Legacy of the Rich.
Wednesday, May 18th, 2011
Over the past several years I have read and listened to pundits who decrying the demise of the daily newspaper, the weekly magazine, even hard backed novels. Most of the conversation has focused on economics. Declining ad revenues and rising costs have put the squeeze on the fourth estate forcing them to cut back staff and even shutter their doors for good. Moreover, many have claimed that the advent of instantaneous electronic news sources have rendered the traditional daily paper obsolete.
There is some element of truth to all these explanations. However, as tempting as it may be to blame the demise of print media on obsolescence and economic viability, I think there is a deeper systemic problem that is not being addressed.
I’m talking about content.
While newspapers may be under stress from cheaper and faster ways of people getting their news, I feel the daily paper is putting itself out of business, at least in part, for the simple reason that less and less of what finds its way into print these days is worth reading. Not only is much of the reporting two dimensional, the commentary vapid and trite, but increasingly I find it harder and harder to identify just who the newspapers think is their target audience.
Take the following article from the New York Times:
“Wealthy Hesitate to take a Break on Estate Taxes.”
Paul Sullivan
May 13, 2011.
“President Obama and the Republican Congress gave the wealthiest Americans an enormous gift at the end of 2010. They increased the exemption on a series of estate-related taxes and lowered the tax rate on any amount over those limits…. But five months into the tax break, the people able to fully exploit it are more tentative than wealth advisers had expected.”
Who is this article written for? The super rich? If so, the target audience is an awful small slice of the Times readership. To his credit Sullivan tries to make his revelation relevant:
“So why are the richest Americans hesitating to take advantage of this tax break? It comes down to two fears that bedevil everyone: They don’t want to put too much aside now in case they need it later, and they don’t want to take away their children’s incentive to work.”
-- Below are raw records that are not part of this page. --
PR #30, opened 2015-10-13
C fasta

vext01:
Here is the C fasta with checksums.

I have another branch that begins adding the checksums to other languages:
https://github.com/softdevteam/warmup_experiment/tree/fasta_checksums

I will come back to that later.

As discussed with CF, due to time constraints we are going to do all the C benchmarks first.

OK?

### DIFF
--- a/benchmarks/fasta/c/bench.c
+++ b/benchmarks/fasta/c/bench.c
@@ -1,0 +1,138 @@
+/*  The Computer Language Benchmarks Game
+ *
+ *  http://shootout.alioth.debian.org/
+ *
+ *  contributed by Mr Ledrug
+ */
+
+#include <stdio.h>
+#include <string.h>
+#include <stdlib.h>
+#include <unistd.h>
+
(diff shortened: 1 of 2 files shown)


benchmarks/fasta/c/bench.c
```diff
@@ -0,0 +1,171 @@
...
+}
+
+/*
+ * Used to generate a checksum to verify benchmark correctness
+ */
+void wrap_write(int fd, char *buf, size_t len) {
+   int i;
+
+   for (i = 0; i < len; i++) {
+      /* In languages like Python, we would modulo 2^{32} */
```
cfbolz: I don't think we need this comment, do we?

vext01: Not really. It was to demonstrate the idea. Will remove.

vext01:
OK to squash?

cfbolz:
looks good, merging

The first part of this statement is actually grotesque. There are plenty of people in this country with nothing: no home, no savings, no IRA. The thought that there are people out there who actually have 10 million dollars to leave to their progeny is positively repulsive.
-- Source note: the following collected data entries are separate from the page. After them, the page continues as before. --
PR #34, opened 2015-10-13
C fannkuch2

vext01:
Please check this one carefully.

I've lifted the restriction that `max_n <= 16`


ltratt:
Is it just me or does this use an indent of 3?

Actually, in a way, the first part of this statement is something of a test of a person’s wealth. That is to say, if you worry about how much money you’ll have left after gifting $10 million to your kids, I hate to tell you, but you simply aren’t that rich. The estate tax break for “the wealthiest Americans” is not written for those with ten million or twenty million. It really only applies to people whose net worth vastly exceeds the ten million dollar limit. Ironically, the “savings” realized by eliminating the estate tax on the first ten million is really chump change for the super, super wealthy. For the rest of us, it doesn’t apply at all.
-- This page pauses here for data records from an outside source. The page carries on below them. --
PR #35, opened 2015-10-13
Export Tikz charts where possible

snim2:
This PR uses this library:

https://pypi.python.org/pypi/matplotlib2tikz

to export charts in `.tikz` format, which should look better when included in a LaTeX document. A PDF should be exported whether the .tikz can be produced or not.

To test this, create a LaTeX document similar to this:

The second part of the rationale presented for why people haven’t made use of the estate tax exemption makes even less sense. Most of my friends have zero savings. Many are living paycheck to paycheck with mortgages, car payments and student loans to pay off. Some are recently unemployed. None of them are worried one whit about how giving ten million to their kids will ruin their work ethic. Most are simply worried about being a burden to their kids in their old age.
Even if you have some assets, the idea of holding out on your kids so they’ll work harder, it is a questionable strategy. While it may appeal to Calvinist “bootstrap” Republicans, the reality is the economic times in which we live markedly different than when baby boomers and their parents came of age, with fewer job prospects and fewer opportunities to “make something of themselves.” In another stunning display of irony, of the few people I know who actually do have ten million dollars in the bank most got their boodle, not by working for it but by… wait for it… receiving an inheritance! The idea that anyone who has received an inheritance should hold out on their children in order to – as one person quoted in Sullivan’s article – “incentivize them” to do well is grotesque in the extreme.
The real issue I have with this article is not Sullivan’s assertion that people are not taking advantage of the estate tax loophole is because they’re worried about what giving too much money will do to their offspring. The real bone I have to pick is that Sullivan completely ignores the possibility why not many people are taking advantage of the loophole is that there simply aren’t that many people who truly fall into the category of the “wealthiest Americans.” According to a paper by by G. William Domhoff of the University of California,:
According to a study published by the Federal Reserve Bank of Cleveland, only 1.6% of Americans receive $100,000 or more in inheritance. Another 1.1% receive $50,000 to $100,000. On the other hand, 91.9% receive nothing (Kotlikoff & Gokhale, 2000).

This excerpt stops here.